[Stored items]
--------------------
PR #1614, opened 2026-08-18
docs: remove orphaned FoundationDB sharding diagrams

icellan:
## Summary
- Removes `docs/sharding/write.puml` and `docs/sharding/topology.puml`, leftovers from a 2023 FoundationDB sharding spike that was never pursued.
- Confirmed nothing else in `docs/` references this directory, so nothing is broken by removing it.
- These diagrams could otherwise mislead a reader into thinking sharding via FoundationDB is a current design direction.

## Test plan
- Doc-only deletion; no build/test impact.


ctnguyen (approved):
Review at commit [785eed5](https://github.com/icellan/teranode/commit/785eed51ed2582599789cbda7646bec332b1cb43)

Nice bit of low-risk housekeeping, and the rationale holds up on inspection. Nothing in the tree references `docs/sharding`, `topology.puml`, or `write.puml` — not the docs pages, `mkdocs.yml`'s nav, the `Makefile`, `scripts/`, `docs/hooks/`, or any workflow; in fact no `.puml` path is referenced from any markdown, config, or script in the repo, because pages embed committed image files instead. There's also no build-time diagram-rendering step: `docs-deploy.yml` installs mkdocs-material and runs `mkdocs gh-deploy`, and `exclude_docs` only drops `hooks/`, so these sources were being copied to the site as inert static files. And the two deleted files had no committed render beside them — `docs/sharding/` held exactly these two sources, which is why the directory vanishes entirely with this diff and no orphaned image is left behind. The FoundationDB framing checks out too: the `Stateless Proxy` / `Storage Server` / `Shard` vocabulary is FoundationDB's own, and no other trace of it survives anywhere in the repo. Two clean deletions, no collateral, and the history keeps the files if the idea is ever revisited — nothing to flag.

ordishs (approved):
--------------------
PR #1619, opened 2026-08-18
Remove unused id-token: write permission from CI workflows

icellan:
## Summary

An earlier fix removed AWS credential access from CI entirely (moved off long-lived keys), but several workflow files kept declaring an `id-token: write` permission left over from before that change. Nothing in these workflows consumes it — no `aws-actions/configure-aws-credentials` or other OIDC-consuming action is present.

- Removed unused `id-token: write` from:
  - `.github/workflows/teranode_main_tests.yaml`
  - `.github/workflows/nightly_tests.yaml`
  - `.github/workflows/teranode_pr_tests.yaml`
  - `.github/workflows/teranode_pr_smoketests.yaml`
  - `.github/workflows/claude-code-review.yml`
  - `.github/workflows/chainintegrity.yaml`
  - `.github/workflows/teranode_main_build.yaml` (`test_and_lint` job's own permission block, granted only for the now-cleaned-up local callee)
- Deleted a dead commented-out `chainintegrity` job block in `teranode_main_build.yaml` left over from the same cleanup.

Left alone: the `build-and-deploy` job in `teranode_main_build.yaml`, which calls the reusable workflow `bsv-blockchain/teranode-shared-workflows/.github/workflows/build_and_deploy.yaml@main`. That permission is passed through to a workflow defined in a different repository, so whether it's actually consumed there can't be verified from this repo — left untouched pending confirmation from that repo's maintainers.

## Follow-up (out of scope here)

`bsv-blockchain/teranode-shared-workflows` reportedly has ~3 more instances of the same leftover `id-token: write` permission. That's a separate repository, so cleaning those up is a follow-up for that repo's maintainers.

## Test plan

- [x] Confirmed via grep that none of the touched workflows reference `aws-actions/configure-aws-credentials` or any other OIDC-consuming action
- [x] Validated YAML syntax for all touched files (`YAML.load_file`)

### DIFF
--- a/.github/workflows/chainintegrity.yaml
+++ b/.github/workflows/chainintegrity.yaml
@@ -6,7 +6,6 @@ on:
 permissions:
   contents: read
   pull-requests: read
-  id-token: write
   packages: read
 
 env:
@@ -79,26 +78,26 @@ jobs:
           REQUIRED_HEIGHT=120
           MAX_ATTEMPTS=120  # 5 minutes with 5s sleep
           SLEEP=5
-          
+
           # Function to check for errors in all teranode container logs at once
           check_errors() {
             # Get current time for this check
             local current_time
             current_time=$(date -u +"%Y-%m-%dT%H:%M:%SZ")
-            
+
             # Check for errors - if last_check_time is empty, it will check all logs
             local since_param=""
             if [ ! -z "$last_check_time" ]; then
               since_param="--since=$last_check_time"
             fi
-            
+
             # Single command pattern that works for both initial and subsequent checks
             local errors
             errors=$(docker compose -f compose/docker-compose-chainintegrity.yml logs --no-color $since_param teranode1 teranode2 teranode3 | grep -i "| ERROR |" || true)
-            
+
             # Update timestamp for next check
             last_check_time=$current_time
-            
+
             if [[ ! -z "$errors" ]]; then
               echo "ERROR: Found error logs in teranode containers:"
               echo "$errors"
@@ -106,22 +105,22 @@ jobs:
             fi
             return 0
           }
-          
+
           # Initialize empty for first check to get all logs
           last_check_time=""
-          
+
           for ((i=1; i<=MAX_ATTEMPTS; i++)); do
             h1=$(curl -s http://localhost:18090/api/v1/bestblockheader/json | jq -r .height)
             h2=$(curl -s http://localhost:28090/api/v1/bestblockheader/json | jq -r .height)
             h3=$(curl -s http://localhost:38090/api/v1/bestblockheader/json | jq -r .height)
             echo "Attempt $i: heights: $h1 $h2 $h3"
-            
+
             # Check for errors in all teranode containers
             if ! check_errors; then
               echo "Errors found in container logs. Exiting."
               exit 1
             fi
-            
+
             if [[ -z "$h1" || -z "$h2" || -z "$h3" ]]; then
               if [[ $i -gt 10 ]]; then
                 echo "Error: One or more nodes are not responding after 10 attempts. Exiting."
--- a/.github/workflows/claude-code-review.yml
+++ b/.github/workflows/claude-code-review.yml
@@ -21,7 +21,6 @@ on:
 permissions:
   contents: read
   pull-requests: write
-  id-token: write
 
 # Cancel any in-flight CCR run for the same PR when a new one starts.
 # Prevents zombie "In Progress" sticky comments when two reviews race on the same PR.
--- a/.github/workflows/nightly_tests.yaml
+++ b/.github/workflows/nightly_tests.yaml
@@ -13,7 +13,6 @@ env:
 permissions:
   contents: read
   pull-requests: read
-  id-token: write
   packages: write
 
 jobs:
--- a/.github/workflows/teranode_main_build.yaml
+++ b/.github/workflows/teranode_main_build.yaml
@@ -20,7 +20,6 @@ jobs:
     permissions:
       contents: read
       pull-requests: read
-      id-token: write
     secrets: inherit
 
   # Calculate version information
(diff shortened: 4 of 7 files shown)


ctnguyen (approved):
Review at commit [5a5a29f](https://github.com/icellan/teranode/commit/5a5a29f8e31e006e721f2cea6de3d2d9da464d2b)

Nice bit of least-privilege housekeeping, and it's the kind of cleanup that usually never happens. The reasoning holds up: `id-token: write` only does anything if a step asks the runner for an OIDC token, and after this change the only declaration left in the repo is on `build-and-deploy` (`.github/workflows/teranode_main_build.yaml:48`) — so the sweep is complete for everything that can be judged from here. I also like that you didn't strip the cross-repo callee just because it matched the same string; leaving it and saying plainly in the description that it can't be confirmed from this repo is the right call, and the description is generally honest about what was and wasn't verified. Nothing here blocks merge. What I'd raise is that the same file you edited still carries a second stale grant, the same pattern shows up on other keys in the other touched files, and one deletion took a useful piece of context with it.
--------------------
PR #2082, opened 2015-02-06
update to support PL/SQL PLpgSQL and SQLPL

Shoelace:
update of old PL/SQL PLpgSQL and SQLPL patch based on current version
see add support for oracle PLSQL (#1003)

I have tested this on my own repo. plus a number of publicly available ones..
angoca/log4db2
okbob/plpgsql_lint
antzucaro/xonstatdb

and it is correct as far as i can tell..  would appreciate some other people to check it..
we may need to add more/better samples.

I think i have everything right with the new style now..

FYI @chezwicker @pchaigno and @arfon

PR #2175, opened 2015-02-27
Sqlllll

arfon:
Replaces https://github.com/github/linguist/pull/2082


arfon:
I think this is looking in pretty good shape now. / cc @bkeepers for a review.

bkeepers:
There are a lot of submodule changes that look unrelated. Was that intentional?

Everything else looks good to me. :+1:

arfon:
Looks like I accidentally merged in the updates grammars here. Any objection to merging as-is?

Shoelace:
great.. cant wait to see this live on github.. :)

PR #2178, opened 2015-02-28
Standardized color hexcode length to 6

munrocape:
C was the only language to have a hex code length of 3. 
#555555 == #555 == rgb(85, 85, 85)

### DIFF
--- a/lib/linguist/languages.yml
--------------------
**Action item**
Copy out every line in the entries above that holds "when".

**Solution for this problem**
 # Cancel any in-flight CCR run for the same PR when a new one starts.
 # Prevents zombie "In Progress" sticky comments when two reviews race on the same PR.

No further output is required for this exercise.